• **Task objective**: Look through the listing below and write out exactly the lines from the line with "[Merged by Bors] - feat: gcongr" to the line with "import Mathlib.Tactic.Linarith", both included, and no others.

== Segment start ==

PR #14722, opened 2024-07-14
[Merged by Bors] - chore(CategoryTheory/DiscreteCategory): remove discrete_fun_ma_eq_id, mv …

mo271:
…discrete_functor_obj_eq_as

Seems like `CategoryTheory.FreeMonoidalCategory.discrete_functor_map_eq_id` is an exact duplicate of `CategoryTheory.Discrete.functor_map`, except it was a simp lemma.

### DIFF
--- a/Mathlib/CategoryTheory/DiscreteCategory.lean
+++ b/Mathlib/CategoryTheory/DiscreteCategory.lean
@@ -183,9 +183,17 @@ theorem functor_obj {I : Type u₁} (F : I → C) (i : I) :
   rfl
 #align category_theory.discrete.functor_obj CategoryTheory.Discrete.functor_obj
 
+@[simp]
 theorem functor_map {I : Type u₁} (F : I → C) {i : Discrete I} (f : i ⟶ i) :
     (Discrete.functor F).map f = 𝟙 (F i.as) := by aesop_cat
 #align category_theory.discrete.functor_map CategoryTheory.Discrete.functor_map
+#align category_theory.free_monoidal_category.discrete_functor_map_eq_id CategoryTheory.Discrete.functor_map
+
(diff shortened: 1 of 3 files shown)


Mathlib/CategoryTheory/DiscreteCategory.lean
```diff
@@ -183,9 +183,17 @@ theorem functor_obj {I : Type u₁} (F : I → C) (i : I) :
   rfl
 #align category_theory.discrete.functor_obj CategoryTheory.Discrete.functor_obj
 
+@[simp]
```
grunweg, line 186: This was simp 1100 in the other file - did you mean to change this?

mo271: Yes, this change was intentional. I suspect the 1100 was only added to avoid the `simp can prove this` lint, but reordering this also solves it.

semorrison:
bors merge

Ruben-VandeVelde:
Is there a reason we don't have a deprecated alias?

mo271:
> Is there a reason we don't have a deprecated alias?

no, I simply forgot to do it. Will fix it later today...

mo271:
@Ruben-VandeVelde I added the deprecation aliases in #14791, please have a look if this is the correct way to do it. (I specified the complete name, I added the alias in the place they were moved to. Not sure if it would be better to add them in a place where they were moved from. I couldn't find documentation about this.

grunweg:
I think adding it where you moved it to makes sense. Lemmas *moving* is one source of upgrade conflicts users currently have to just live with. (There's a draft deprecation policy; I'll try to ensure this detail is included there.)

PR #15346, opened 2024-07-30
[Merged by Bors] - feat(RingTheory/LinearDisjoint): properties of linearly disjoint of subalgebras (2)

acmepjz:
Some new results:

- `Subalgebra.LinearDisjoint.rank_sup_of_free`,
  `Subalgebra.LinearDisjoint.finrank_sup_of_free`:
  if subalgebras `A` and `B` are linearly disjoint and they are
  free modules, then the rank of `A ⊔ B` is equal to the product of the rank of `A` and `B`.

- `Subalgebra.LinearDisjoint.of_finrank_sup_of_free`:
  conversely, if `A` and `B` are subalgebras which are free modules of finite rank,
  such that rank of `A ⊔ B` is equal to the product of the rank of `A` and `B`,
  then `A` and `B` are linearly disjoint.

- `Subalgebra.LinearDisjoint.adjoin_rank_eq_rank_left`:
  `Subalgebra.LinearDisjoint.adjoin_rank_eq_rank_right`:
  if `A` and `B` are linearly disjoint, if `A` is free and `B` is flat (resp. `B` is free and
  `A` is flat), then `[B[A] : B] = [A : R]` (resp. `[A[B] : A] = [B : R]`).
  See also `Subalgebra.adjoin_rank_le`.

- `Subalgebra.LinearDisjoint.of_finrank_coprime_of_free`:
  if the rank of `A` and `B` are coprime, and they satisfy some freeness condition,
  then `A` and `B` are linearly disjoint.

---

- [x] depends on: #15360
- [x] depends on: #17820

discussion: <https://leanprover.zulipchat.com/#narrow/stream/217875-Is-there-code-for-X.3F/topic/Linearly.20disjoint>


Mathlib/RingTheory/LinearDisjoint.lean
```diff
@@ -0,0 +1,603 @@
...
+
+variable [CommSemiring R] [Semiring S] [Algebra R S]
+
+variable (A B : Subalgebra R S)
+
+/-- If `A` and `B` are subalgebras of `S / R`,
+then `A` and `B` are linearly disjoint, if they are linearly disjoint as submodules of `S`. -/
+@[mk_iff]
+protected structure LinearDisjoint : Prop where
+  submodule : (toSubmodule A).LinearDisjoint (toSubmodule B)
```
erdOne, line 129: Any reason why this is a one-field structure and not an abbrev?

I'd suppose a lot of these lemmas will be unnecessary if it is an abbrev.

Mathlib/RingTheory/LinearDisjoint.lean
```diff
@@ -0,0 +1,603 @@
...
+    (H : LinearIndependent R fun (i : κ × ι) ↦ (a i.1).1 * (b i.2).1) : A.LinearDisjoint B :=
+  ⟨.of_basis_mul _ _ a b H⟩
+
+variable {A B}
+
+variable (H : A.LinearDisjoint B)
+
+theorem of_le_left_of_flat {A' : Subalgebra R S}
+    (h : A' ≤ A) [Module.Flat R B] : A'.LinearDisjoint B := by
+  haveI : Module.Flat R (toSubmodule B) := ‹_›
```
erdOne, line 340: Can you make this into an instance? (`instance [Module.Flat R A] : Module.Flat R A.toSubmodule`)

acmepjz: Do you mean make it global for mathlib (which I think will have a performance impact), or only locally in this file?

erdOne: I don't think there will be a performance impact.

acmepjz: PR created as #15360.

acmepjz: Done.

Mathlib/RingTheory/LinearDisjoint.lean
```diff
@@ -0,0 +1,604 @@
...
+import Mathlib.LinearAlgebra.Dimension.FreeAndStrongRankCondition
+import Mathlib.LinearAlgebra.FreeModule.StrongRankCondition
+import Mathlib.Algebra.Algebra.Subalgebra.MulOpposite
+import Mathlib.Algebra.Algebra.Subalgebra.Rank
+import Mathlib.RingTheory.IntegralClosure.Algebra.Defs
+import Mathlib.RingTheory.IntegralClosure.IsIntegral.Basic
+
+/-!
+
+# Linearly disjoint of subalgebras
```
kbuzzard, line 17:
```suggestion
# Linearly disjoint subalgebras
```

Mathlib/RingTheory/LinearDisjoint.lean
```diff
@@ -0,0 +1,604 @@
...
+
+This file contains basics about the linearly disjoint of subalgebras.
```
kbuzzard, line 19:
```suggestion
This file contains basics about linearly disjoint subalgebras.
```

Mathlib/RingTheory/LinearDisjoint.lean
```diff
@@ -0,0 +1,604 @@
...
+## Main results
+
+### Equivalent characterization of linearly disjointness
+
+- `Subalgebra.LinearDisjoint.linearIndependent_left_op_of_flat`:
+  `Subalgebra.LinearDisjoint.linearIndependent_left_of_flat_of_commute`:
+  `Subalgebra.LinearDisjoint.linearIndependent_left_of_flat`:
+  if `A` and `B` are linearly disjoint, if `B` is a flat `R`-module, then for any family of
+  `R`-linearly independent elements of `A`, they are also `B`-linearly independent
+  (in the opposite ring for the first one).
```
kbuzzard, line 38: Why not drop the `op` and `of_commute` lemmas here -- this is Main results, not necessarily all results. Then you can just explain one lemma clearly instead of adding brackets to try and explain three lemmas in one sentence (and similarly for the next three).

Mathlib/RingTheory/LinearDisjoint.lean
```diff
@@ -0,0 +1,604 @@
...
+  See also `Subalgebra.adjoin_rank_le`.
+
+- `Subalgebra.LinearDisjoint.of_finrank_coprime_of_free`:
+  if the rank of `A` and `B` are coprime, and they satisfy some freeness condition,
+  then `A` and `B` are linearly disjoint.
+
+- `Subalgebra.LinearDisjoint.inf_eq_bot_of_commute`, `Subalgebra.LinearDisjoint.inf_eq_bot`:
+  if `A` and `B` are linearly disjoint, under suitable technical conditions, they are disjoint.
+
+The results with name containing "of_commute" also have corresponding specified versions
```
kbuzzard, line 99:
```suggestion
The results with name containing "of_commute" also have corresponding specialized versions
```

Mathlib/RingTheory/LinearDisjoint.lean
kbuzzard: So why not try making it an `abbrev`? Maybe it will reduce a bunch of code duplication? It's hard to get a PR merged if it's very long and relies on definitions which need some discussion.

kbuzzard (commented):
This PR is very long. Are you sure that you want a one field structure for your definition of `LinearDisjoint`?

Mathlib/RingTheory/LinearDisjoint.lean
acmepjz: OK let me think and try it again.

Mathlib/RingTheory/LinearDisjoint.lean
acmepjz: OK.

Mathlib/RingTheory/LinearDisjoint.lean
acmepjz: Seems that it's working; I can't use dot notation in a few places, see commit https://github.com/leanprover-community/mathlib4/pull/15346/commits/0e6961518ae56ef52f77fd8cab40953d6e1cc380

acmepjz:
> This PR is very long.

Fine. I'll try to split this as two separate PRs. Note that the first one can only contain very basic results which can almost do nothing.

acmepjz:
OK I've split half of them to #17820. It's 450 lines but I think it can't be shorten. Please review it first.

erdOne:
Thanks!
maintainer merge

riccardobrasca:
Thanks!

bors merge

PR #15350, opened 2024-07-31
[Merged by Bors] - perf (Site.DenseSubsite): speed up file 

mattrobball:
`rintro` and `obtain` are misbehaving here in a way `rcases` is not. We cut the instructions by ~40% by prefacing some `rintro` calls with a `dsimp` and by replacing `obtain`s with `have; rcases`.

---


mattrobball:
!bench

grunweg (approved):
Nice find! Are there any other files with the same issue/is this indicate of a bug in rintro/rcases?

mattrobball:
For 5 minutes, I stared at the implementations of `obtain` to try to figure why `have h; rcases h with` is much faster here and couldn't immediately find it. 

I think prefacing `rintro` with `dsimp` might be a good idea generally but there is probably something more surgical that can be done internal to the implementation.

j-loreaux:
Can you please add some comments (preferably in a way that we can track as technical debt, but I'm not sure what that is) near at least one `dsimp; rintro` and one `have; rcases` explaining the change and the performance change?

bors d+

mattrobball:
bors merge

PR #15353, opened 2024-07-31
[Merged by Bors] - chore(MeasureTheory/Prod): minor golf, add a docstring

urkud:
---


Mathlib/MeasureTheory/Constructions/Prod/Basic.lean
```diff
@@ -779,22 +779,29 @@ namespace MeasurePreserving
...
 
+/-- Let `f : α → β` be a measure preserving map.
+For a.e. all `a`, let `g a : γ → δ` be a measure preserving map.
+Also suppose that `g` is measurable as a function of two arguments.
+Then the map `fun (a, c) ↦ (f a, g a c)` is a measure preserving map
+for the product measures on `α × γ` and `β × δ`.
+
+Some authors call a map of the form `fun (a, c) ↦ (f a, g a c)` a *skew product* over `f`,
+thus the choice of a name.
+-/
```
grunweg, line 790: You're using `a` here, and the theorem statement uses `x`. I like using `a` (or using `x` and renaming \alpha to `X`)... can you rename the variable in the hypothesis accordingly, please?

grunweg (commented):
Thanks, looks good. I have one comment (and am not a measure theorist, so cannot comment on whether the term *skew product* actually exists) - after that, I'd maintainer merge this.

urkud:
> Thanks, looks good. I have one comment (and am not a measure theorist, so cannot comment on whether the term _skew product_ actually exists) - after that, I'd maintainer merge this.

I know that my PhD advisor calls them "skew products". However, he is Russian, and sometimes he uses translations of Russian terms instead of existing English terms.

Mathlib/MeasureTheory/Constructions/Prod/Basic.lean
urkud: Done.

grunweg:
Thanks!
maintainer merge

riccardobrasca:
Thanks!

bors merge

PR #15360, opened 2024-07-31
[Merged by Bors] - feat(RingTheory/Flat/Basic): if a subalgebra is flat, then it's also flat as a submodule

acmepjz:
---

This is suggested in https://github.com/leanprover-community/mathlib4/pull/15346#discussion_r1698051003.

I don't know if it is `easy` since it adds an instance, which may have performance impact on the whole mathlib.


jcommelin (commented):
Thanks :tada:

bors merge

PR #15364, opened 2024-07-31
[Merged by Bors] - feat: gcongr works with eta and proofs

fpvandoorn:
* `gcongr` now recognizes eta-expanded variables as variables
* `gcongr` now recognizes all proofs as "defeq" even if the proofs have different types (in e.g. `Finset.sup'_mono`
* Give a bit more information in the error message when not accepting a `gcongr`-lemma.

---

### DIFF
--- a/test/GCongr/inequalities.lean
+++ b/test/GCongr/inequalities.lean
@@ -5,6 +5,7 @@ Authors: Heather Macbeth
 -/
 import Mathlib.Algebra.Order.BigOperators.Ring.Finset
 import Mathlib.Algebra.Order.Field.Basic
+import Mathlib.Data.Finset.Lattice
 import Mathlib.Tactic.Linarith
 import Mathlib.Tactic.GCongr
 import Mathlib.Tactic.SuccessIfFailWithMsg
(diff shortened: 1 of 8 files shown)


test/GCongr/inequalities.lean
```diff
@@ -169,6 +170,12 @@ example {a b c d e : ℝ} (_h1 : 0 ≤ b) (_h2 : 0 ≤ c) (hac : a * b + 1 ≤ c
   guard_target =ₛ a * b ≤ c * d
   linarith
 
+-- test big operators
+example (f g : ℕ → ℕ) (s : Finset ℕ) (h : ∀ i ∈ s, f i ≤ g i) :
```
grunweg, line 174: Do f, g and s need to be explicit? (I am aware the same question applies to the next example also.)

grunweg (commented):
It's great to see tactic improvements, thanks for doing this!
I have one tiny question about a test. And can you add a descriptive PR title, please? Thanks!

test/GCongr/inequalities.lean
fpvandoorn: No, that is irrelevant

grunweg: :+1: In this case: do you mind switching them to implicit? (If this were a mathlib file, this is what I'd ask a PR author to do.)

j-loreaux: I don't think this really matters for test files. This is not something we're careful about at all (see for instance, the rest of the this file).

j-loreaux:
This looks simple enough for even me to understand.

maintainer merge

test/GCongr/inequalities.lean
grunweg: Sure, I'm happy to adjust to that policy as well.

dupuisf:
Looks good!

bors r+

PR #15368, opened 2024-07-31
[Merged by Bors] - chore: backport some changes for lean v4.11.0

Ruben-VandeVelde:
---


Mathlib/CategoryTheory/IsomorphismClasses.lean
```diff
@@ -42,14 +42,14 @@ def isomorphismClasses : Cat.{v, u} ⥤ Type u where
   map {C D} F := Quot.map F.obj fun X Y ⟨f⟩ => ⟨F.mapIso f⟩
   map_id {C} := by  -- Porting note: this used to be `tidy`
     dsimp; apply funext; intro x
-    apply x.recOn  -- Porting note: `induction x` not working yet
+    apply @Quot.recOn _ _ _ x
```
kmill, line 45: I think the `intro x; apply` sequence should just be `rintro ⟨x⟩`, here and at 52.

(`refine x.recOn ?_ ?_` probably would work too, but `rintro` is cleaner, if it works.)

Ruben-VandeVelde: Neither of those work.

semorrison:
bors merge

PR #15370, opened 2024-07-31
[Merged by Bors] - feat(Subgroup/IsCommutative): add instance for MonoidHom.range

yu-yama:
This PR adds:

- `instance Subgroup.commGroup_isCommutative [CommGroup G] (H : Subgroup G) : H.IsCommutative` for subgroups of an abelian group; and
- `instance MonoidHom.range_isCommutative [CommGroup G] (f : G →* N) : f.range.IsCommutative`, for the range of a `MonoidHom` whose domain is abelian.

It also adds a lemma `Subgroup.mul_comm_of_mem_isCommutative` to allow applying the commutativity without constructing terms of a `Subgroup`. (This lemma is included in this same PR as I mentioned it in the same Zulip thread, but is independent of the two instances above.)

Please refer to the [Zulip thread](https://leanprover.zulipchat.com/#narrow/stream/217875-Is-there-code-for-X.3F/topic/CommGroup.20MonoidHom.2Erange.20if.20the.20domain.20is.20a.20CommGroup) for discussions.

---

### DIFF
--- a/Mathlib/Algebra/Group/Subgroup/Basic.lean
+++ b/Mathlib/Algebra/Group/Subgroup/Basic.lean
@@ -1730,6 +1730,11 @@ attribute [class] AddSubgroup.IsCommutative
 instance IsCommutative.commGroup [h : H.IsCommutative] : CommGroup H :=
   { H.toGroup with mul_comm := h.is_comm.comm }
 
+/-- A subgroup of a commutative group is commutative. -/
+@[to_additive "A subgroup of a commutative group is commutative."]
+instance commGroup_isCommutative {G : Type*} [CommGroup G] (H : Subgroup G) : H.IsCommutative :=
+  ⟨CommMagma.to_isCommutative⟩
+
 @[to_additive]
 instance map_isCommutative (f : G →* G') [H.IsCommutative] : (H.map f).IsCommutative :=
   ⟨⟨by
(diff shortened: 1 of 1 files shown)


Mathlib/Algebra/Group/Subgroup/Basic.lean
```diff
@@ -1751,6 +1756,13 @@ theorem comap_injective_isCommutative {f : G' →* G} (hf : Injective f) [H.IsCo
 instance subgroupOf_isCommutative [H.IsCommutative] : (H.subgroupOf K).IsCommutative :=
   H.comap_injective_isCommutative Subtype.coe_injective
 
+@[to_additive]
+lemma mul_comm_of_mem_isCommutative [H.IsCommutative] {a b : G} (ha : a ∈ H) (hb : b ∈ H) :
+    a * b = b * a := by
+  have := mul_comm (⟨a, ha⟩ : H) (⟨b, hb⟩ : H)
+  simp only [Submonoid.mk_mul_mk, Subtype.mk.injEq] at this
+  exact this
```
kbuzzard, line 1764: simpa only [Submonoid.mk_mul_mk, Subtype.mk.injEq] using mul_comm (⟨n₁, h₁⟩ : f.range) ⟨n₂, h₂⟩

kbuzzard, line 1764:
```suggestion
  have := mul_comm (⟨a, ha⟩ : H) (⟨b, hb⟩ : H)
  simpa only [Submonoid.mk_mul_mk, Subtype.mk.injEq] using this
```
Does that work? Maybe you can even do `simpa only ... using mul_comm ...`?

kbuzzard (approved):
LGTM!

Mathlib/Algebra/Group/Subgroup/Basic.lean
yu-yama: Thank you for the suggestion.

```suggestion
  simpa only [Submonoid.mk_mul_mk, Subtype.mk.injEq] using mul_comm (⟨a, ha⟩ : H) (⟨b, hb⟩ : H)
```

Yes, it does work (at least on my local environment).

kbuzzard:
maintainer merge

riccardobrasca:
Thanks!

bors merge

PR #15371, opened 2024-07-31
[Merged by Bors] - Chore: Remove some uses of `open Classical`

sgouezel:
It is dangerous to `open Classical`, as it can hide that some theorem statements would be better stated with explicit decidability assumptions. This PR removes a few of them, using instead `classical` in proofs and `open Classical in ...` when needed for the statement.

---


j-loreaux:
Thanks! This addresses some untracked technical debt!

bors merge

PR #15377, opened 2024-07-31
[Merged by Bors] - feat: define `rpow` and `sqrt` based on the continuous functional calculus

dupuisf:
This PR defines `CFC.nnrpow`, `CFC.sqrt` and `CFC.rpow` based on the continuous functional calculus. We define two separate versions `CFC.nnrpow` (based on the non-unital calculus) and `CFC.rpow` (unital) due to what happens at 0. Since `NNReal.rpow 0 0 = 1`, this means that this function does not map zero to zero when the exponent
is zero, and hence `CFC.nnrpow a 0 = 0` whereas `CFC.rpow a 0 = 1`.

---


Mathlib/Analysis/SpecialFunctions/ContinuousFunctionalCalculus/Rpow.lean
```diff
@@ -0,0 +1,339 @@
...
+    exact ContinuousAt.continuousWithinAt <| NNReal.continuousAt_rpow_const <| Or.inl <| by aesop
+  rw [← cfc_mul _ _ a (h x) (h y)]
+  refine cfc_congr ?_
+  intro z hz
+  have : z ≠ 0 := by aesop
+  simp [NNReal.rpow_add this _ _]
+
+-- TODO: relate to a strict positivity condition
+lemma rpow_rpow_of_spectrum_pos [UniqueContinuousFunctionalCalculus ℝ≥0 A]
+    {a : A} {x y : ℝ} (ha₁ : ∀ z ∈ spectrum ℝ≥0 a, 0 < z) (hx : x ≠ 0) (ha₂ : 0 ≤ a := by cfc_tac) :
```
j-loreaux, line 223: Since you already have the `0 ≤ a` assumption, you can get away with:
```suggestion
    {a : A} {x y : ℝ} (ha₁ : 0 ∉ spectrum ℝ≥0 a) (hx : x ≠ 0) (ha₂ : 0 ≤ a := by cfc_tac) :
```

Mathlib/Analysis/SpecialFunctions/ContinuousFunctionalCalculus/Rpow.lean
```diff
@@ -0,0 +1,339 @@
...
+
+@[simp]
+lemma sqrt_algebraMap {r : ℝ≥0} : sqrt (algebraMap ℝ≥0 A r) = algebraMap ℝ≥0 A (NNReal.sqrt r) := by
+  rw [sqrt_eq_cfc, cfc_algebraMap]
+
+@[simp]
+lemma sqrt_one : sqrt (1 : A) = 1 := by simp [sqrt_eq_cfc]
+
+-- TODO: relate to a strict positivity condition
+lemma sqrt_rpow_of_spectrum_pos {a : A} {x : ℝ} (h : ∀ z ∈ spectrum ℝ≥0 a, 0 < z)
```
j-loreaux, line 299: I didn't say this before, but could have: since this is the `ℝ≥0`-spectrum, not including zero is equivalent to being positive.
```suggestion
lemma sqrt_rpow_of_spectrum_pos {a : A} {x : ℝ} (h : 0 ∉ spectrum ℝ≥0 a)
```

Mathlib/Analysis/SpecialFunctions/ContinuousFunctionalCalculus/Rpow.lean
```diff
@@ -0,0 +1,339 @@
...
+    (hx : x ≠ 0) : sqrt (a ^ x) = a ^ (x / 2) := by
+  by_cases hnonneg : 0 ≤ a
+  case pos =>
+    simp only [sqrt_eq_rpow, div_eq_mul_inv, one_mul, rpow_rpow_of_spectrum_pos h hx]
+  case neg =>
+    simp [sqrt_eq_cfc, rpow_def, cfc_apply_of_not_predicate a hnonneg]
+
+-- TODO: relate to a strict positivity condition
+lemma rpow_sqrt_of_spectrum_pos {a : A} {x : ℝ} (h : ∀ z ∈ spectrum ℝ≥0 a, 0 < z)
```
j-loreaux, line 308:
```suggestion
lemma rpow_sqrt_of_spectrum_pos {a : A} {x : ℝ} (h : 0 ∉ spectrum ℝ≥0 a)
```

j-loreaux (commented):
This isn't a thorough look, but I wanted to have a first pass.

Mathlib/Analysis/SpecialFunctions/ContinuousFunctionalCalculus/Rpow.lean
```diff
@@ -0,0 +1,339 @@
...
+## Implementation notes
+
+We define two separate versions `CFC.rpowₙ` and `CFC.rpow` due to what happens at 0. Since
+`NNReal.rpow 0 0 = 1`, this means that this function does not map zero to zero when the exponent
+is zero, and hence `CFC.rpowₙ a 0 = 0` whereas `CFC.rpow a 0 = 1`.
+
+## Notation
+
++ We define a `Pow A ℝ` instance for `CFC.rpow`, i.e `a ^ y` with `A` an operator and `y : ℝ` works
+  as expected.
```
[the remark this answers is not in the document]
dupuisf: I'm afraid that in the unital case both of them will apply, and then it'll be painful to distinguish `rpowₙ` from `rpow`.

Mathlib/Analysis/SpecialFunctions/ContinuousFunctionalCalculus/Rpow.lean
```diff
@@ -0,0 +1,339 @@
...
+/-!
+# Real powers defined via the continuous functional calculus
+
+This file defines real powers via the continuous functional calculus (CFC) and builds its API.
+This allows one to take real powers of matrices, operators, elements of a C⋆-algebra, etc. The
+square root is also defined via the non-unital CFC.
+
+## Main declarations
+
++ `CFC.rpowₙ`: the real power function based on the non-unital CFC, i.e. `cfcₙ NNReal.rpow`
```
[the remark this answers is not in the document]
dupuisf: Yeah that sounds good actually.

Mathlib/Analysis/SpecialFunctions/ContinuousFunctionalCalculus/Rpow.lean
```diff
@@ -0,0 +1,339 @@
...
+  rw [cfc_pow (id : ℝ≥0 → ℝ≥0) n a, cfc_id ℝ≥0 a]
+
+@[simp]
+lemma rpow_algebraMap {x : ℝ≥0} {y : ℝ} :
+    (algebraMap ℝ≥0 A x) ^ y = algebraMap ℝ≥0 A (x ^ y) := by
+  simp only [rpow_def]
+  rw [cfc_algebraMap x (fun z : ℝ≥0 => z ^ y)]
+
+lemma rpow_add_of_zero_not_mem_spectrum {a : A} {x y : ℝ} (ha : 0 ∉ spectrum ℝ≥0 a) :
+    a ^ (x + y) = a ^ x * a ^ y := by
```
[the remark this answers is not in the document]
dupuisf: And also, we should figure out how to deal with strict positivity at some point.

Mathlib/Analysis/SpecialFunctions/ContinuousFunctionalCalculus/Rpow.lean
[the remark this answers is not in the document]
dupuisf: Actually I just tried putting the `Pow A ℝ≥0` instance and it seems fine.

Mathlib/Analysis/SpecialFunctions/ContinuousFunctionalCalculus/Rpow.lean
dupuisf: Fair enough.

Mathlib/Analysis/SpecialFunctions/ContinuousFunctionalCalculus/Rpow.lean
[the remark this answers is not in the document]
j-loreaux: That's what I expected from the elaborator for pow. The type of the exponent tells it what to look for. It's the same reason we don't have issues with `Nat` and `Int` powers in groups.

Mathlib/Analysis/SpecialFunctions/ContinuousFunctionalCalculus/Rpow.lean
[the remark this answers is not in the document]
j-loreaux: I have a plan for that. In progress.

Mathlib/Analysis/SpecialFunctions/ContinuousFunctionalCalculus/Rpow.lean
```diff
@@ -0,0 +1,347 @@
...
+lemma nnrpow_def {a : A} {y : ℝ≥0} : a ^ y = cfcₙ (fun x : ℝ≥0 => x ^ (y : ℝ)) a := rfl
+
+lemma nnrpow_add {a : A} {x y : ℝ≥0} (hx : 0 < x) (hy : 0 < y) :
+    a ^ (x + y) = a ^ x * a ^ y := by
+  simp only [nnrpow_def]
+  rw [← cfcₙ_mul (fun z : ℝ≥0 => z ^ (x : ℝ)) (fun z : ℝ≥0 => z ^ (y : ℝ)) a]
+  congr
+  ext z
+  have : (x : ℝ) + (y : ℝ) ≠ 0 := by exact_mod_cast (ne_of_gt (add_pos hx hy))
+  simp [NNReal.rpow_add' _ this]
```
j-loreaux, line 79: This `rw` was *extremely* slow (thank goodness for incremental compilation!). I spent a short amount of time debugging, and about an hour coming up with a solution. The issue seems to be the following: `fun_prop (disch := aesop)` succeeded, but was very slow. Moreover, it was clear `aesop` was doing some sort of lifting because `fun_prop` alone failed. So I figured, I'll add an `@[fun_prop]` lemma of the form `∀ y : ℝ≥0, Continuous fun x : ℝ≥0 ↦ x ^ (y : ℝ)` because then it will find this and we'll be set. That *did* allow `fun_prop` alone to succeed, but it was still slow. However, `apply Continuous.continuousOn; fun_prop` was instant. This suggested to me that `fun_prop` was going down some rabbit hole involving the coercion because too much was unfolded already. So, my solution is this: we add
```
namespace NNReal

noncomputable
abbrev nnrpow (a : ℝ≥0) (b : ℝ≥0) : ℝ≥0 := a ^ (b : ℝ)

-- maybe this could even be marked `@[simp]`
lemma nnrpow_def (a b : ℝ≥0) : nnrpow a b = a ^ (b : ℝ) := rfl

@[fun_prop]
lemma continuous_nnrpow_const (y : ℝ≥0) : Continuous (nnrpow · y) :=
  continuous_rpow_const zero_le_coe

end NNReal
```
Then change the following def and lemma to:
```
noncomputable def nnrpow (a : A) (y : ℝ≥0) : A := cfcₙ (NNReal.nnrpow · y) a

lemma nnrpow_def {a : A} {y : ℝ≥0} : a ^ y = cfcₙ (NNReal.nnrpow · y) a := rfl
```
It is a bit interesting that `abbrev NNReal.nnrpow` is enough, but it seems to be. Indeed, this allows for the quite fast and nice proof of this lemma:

== Segment end ==

• **Reply to the task**:
[Merged by Bors] - feat: gcongr works with eta and proofs

fpvandoorn:
* `gcongr` now recognizes eta-expanded variables as variables
* `gcongr` now recognizes all proofs as "defeq" even if the proofs have different types (in e.g. `Finset.sup'_mono`
* Give a bit more information in the error message when not accepting a `gcongr`-lemma.

---

### DIFF
--- a/test/GCongr/inequalities.lean
+++ b/test/GCongr/inequalities.lean
@@ -5,6 +5,7 @@ Authors: Heather Macbeth
 -/
 import Mathlib.Algebra.Order.BigOperators.Ring.Finset
 import Mathlib.Algebra.Order.Field.Basic
+import Mathlib.Data.Finset.Lattice
 import Mathlib.Tactic.Linarith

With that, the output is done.